» Assignment: Work out how many lines below hold the string "kvscproducer" and state only that figure.

» Task input:
PR #719, opened 2021-07-06
Check system for cproducer before doing git clone

spotaws:
*Issue #, if available:*

*Description of changes:*
Currently, the CMakeLists.txt assumes that you do not have the kvscproducer library and does a git checkout of https://github.com/awslabs/amazon-kinesis-video-streams-producer-c in order to meet the required dependency. This makes producer-sdk-cpp much harder to package (e.g. RPM/DEB) as most distributions do not permit network access during build and this forced git call will fail.

This patch checks for the kvscproducer library dependency that producer-sdk-cpp cares about (libcproducer) and uses it if found. A more specific check could be done here to ensure that the found library has the necessary functionality, but to be honest, it would be easier to use a proper versioning scheme for kvscproducer and just check for supported version.

If the kvscproducer library is not found, it falls back to doing the git checkout logic.

### DIFF
--- a/CMakeLists.txt
+++ b/CMakeLists.txt
@@ -84,17 +84,24 @@ set(BUILD_COMMON_LWS
 set(BUILD_COMMON_CURL
     TRUE
     CACHE BOOL "Build ProducerC with CURL Support" FORCE)
-set(DEPENDENCY_DOWNLOAD_PATH ${CMAKE_CURRENT_SOURCE_DIR}/dependency)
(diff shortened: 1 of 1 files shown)


hassanctech:
I've migrated this PR here:  https://github.com/awslabs/amazon-kinesis-video-streams-producer-sdk-cpp/pull/1115

@spotaws Your commit is there, which will run through our CI.  Apologies for the (long) delay.

PR #721, opened 2021-07-06
install some files

spotaws:
*Issue #, if available:*

*Description of changes:*
So, um, cmake does not actually install anything right now. I understand that this code is in active development, but still... This change installs the binaries, the gstreamer plugin, and the JNI header files into what I think are correct targets. There are other header files in the tree that probably need to be installed, but I wasn't sure where they would go.


niyatim23 (commented):
I just noticed that https://github.com/awslabs/amazon-kinesis-video-streams-producer-sdk-cpp/pull/1087 covers a part of this. Not sure if we want to install JNI and our samples as well though

niyatim23 (commented):
Closing in favor of https://github.com/awslabs/amazon-kinesis-video-streams-producer-sdk-cpp/pull/1118. Thanks for your contribution!

PR #723, opened 2021-07-06
make versioned shared libraries

spotaws:
*Issue #, if available:*

*Description of changes:*
This change creates versioned shared libraries for the two true shared libraries. The gstreamer plugin is a plugin, not a shared library, so it is left unversioned.


disa6302:
Thank you! We have pulled in your commit in #1116 . Closing this.

PR #746, opened 2021-08-31
added missing finalize property

waikup83:
memory leak detected

added property to be freed when the object has finalized


MushMal (approved):

hassanctech (approved):
Thanks for this!

PR #792, opened 2021-11-15
Warn when frames are dropped

daveisfera:
*Issue #, if available:*
#768 
 
*Description of changes:*
Log dropped frames as a `WARN` instead of `DEBUG`


daveisfera:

» Written solution: 3